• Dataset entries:
PR #2314, opened 2019-04-14
Support loading elf notes from memfd backed map

dalehamel:
This allows for elf notes to be read from a memfd_backed "file".

If the inode number of a file descriptor matches exactly the inode number in the memory map, we know that it is a memory backed file descriptor (this can also be verified against `name` in this context, using `strstr(name, '/memfd')`, but this is less performant than comparing the inode number).

For such file descriptors, we can return a path that is relative to the pid and use that, as `/memfd:NAME` is not a file that can be checked later on. In such cases, we will return a path like `/proc/PID/fd/FDNUM`, where FDNUM corresponds to the file descriptor with that matches the inode number.

The practical application for this is that probes that are dynamically created via a library such as libstapsdt can be scoped to the lifetime of the process. This ensures that no `.so` files which were dlopen'd to load probes into the execution context will be dangling. It also has the benefit of not ever needing to touch even a temporary filesystem, as the file descriptor will always point to memory.

This allows for applications like bpftrace to have a behavior more similar to dtrace, where the elf notes can be mapped in with valloc and made accessible to dtrace.

Eg, tplist output for probes discovered this way:

```
/proc/4732/fd/7 provider:name
```

I have an example of a use-case for this up on https://github.com/sthima/libstapsdt/pull/24

### DIFF
--- a/src/cc/bcc_proc.c
+++ b/src/cc/bcc_proc.c
@@ -14,10 +14,8 @@
  * limitations under the License.
  */
 
-#include <sys/types.h>
-#include <sys/stat.h>
-#include <sys/mman.h>
 #include <ctype.h>
+#include <dirent.h>
 #include <fcntl.h>
 #include <limits.h>
 #include <math.h>
@@ -26,6 +24,9 @@
 #include <stdio.h>
 #include <stdlib.h>
 #include <string.h>
+#include <sys/mman.h>
+#include <sys/stat.h>
+#include <sys/types.h>
 #include <unistd.h>
 
 #include "bcc_perf_map.h"
@@ -82,6 +83,40 @@ int bcc_mapping_is_file_backed(const char *mapname) {
     STARTS_WITH(mapname, "[vsyscall]"));
 }
 
+/*
+Finds a file descriptor for a given inode if it's a memory-backed fd.
+*/
+static char *_procutils_memfd_path(int pid, uint64_t inum) {
+  char path_buffer[PATH_MAX + 1];
+  char *path = NULL;
+  char *dirstr;
+  DIR *dirstream;
+  struct stat sb;
+  struct dirent *dent;
+
+  snprintf(path_buffer, (PATH_MAX + 1), "/proc/%d/fd", pid);
+  dirstr = malloc(sizeof(char) * (strlen(path_buffer) + 1));
+  strcpy(dirstr, path_buffer);
+  dirstream = opendir(dirstr);
+
+  while (path == NULL && dirstream != NULL &&
+         (dent = readdir(dirstream)) != NULL) {
+    snprintf(path_buffer, (PATH_MAX + 1), "%s/%s", dirstr, dent->d_name);
+    if (stat(path_buffer, &sb) == -1)
+      continue;
+
+    if (sb.st_ino == inum) {
+      char *pid_fd_path = malloc(sizeof(char) * (strlen(path_buffer) + 1));
+      strcpy(pid_fd_path, path_buffer);
+      path = pid_fd_path;
+    }
+  }
+  closedir(dirstream);
+  free(dirstr);
+
+  return path;
+}
+
 int bcc_procutils_each_module(int pid, bcc_procutils_modulecb callback,
                               void *payload) {
   char procmap_filename[128];
@@ -111,6 +146,15 @@ int bcc_procutils_each_module(int pid, bcc_procutils_modulecb callback,
       name++;
     if (!bcc_mapping_is_file_backed(name))
       continue;
+
+    if (strstr(name, "/memfd:")) {
+      char *memfd_name = _procutils_memfd_path(pid, inode);
+      if (memfd_name != NULL) {
+        strcpy(buf, memfd_name);
+        free(memfd_name);
+        name = buf;
+      }
+    }
 
     if (callback(name, begin, end, (uint64_t)offset, true, payload) < 0)
       break;
--- a/src/cc/bcc_proc.c
+++ b/src/cc/bcc_proc.c
@@ -86,7 +86,7 @@ int bcc_mapping_is_file_backed(const char *mapname) {
 /*
 Finds a file descriptor for a given inode if it's a memory-backed fd.
 */
-static char *_procutils_memfd_path(int pid, uint64_t inum) {
+static char *_procutils_memfd_path(const int pid, const uint64_t inum) {
   char path_buffer[PATH_MAX + 1];
   char *path = NULL;
   char *dirstr;
--- a/src/cc/bcc_proc.c
+++ b/src/cc/bcc_proc.c
@@ -95,18 +95,20 @@ static char *_procutils_memfd_path(const int pid, const uint64_t inum) {
   struct dirent *dent;
 
   snprintf(path_buffer, (PATH_MAX + 1), "/proc/%d/fd", pid);
-  dirstr = malloc(sizeof(char) * (strlen(path_buffer) + 1));
+  dirstr = malloc(strlen(path_buffer) + 1);
   strcpy(dirstr, path_buffer);
   dirstream = opendir(dirstr);
 
-  while (path == NULL && dirstream != NULL &&
-         (dent = readdir(dirstream)) != NULL) {
+  if (dirstream == NULL)
+    return NULL;
+
+  while (path == NULL && (dent = readdir(dirstream)) != NULL) {
     snprintf(path_buffer, (PATH_MAX + 1), "%s/%s", dirstr, dent->d_name);
     if (stat(path_buffer, &sb) == -1)
       continue;
 
     if (sb.st_ino == inum) {
-      char *pid_fd_path = malloc(sizeof(char) * (strlen(path_buffer) + 1));
+      char *pid_fd_path = malloc(strlen(path_buffer) + 1);
       strcpy(pid_fd_path, path_buffer);
       path = pid_fd_path;
     }


src/cc/bcc_proc.c
```diff
@@ -82,6 +83,43 @@ int bcc_mapping_is_file_backed(const char *mapname) {
...
+  char glob_buffer[1024];  // a ridiculous buffer size
+  int glob_size, i;
+  glob_t globbuf;
+  struct stat sb;
+
+  snprintf(glob_buffer, 1024, "/proc/%d/fd/*", pid);
+  glob_size = strlen(glob_buffer);
+
+  globstr = malloc(sizeof(char) * (glob_size + 1));
+  strcpy(globstr, glob_buffer);
```
palmtenor: Can we use `opendir` / `readdir` instead of a glob search?

src/cc/bcc_proc.c
```diff
@@ -82,6 +83,43 @@ int bcc_mapping_is_file_backed(const char *mapname) {
...
+  glob(globstr, GLOB_NOSORT, NULL, &globbuf);
+  free(globstr);
+
+  for ((i = 0 && path == NULL); i < globbuf.gl_pathc; i++) {
+    char *pid_fd_path = globbuf.gl_pathv[i];
+    if (stat(pid_fd_path, &sb) == -1) {
+      printf("Error calling lstat on %s\n", pid_fd_path);
+    }
+
+    printf("inode: %ld %ld\n", sb.st_ino, inum);
```
palmtenor: For error we should output to stderr and this informative info shouldn’t be printed by default

dalehamel: Yeah i've already removed this, accidentally pushed it to the draft PR

src/cc/bcc_proc.c
dalehamel: I'll take a look :+1:

dalehamel: done

src/cc/bcc_proc.c
```diff
@@ -82,6 +84,48 @@ int bcc_mapping_is_file_backed(const char *mapname) {
...
+         (dent = readdir(dirstream)) != NULL) {
+    char *pid_fd_path;
+    pid_fd_path =
+        calloc(sizeof(char), strlen(dirstr) + strlen(dent->d_name) + 1);
+    strcat(pid_fd_path, dirstr);
+    strcat(pid_fd_path, dent->d_name);
+
+    if (stat(pid_fd_path, &sb) == -1) {
+      free(pid_fd_path);
+      continue;
```
dalehamel: I decided there is no point in printing an error/warning if we can't stat an inode, we'll just return NULL and let the caller handle it i we don't end up finding what we need. No need to print errors for fds that don't matter.

dalehamel:
@palmtenor if you have a moment, I think this is ready for a review now (sorry for having this up earlier when it wasn't ready, I had hoped it'd be ignored as a draft - just wanted to use the github diff viewer).

I'm not sure what to do for automated tests here, as I think I'd need to pull in libstapsdt to write the elf notes for me in the test suite, as the current usdt tests are all based on macro-defined (and not dlopen'd) probes.

As for manual testing, I have verified this myself using a branch of libstapsdt that I'm still working on, I can push that if you'd like to run a test yourself.

src/cc/bcc_proc.c
```diff
@@ -14,18 +14,20 @@
...
 #include <fcntl.h>
+#include <glob.h>
 #include <limits.h>
 #include <math.h>
 #include <stdbool.h>
 #include <stdint.h>
 #include <stdio.h>
 #include <stdlib.h>
 #include <string.h>
+#include <sys/mman.h>
```
dalehamel: clang-format-diff decided to move these, so I let it.

dalehamel:
I pushed up a PR to libstapsdt that shows how this functionality can be used. https://github.com/sthima/libstapsdt/pull/24

yonghong-song:
[buildbot, test this please]

dalehamel:
```
bcc-pr » ubuntu1804 completed with result SUCCESS
bcc-pr » ubuntu1604 completed with result SUCCESS
bcc-pr » ubuntu1710 completed with result SUCCESS
bcc-pr » fc25 completed with result SUCCESS
bcc-pr » fc26 completed with result FAILURE
bcc-pr » fc28 completed with result SUCCESS
```

Is the build flakey? I can't seem to see the build output further than this, but I'm not sure what reason there could be for this selectively failing on fedora 26.

yonghong-song:
[buildbot, test this please]

yonghong-song:
just started another test. the test itself could be flaky. It is a networking related test depends on udp packets and udp packets may get lost for whatever reason.

src/cc/bcc_proc.c
```diff
@@ -82,6 +83,40 @@ int bcc_mapping_is_file_backed(const char *mapname) {
...
+static char *_procutils_memfd_path(const int pid, const uint64_t inum) {
+  char path_buffer[PATH_MAX + 1];
+  char *path = NULL;
+  char *dirstr;
+  DIR *dirstream;
+  struct stat sb;
+  struct dirent *dent;
+
+  snprintf(path_buffer, (PATH_MAX + 1), "/proc/%d/fd", pid);
+  dirstr = malloc(sizeof(char) * (strlen(path_buffer) + 1));
```
yonghong-song: nit: sizeof(char) seems unnecessary. The same as below.

src/cc/bcc_proc.c
```diff
@@ -82,6 +83,40 @@ int bcc_mapping_is_file_backed(const char *mapname) {
...
+  strcpy(dirstr, path_buffer);
+  dirstream = opendir(dirstr);
```
yonghong-song: maybe you want to test dirstream is NULL or not here? If it is NULL, you can just return NULL. This seems more cleaner then below trying to test `dirstream != NULL` in every while loop iteration.

dalehamel: I agree

src/cc/bcc_proc.c
dalehamel: Will do

dalehamel:
@yonghong-song I believe I've addressed your comments

yonghong-song:
[buildbot, test this please]

palmtenor:
@dalehamel I have a question for you. Do you know if these files (`memfd:...`) are OK to read from the `procfs` symlink, i.e., `/proc/PID/map_files/xxxxx-yyyyy`? I'm planning to change the PID-only USDT path to use these symlinks for easier handling of mount namespace and I'm WIP. But I don't have an environment to test these `memfd` files?

src/cc/bcc_proc.c
```diff
@@ -82,6 +83,42 @@ int bcc_mapping_is_file_backed(const char *mapname) {
...
+  struct stat sb;
+  struct dirent *dent;
+
+  snprintf(path_buffer, (PATH_MAX + 1), "/proc/%d/fd", pid);
+  dirstr = malloc(strlen(path_buffer) + 1);
+  strcpy(dirstr, path_buffer);
+  dirstream = opendir(dirstr);
+
+  if (dirstream == NULL)
+    return NULL;
```
palmtenor: We didn't free `dirstr` in this error path right? Just furious why do we need copying of the string:)

dalehamel: nice catch - this is definitely a memory leak. I missed it when I added the handling that @yonghong-song suggested of returning early. I'll get a quickfix up for that.

> why do we need copying of the string:)
The string is copied here so that it can be used to build the path that we return a heap-allocated reference to. Would it be better to use a local buffer to construct the directory path, and only malloc for the string we want to return? If so, I can include this change in my PR. I had considered it, but decided to just reuse the buffer - which is why we are copying here.

dalehamel:
> I have a question for you. Do you know if these files (memfd:...) are OK to read from the procfs symlink, i.e., /proc/PID/map_files/xxxxx-yyyyy? I'm planning to change the PID-only USDT path to use these symlinks for easier handling of mount namespace and I'm WIP. But I don't have an environment to test these memfd files?

@palmtenor if by OK you mean possible, then the answer appears to be yes, as I am able to read the elf-notes that I created in my example from there:

```
7f0df7579000-7f0df757a000 r-xp 00000000 00:05 19991634                   /memfd:libstapsdt:global (deleted)
7f0df757a000-7f0df7779000 ---p 00001000 00:05 19991634                   /memfd:libstapsdt:global (deleted)
7f0df7779000-7f0df777a000 rw-p 00000000 00:05 19991634                   /memfd:libstapsdt:global (deleted)
```

These all succeed, and produce the same output:

```
readelf --notes /proc/23729/map_files/7f0df7579000-7f0df757a000
readelf --notes /proc/23729/map_files/7f0df757a000-7f0df7779000
readelf --notes /proc/23729/map_files/7f0df7779000-7f0df777a000
```

```

Displaying notes found in: .note.stapsdt
  Owner                 Data size       Description
  stapsdt              0x00000039       NT_STAPSDT (SystemTap probe descriptors)
    Provider: global
    Name: hello_nsec
    Location: 0x0000000000000280, Base: 0x0000000000000340, Semaphore: 0x0000000000000000
    Arguments: 8@%rdi -8@%rsi
  stapsdt              0x0000002e       NT_STAPSDT (SystemTap probe descriptors)
    Provider: global
    Name: enabled
    Location: 0x0000000000000285, Base: 0x0000000000000340, Semaphore: 0x0000000000000000
    Arguments: 8@%rdi
```

If by OK you mean safe, I can't think of anything unsafe here, the only potential race I can think of is around the state of this file descriptor. Unlike normal file descriptors, closing a `memfd` one will result in the file being lost, as there is no reference to it on the filesystem. IE, closing has the same behavior as unlinking.

> But I don't have an environment to test these memfd files?

If I understand what you mean here I suspect you could probably set one up easily, the only requirements I'm aware of are kernel 3.17+ and glibc 2.27+. The patch I linked (https://github.com/sthima/libstapsdt/pull/24) shows the library I have been testing with.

• AIM OF THE TASK:
Where a line above contains the word "static", copy that line.

• RESPONSE BOX:
+static char *_procutils_memfd_path(int pid, uint64_t inum) {
-static char *_procutils_memfd_path(int pid, uint64_t inum) {
+static char *_procutils_memfd_path(const int pid, const uint64_t inum) {
@@ -95,18 +95,20 @@ static char *_procutils_memfd_path(const int pid, const uint64_t inum) {
+static char *_procutils_memfd_path(const int pid, const uint64_t inum) {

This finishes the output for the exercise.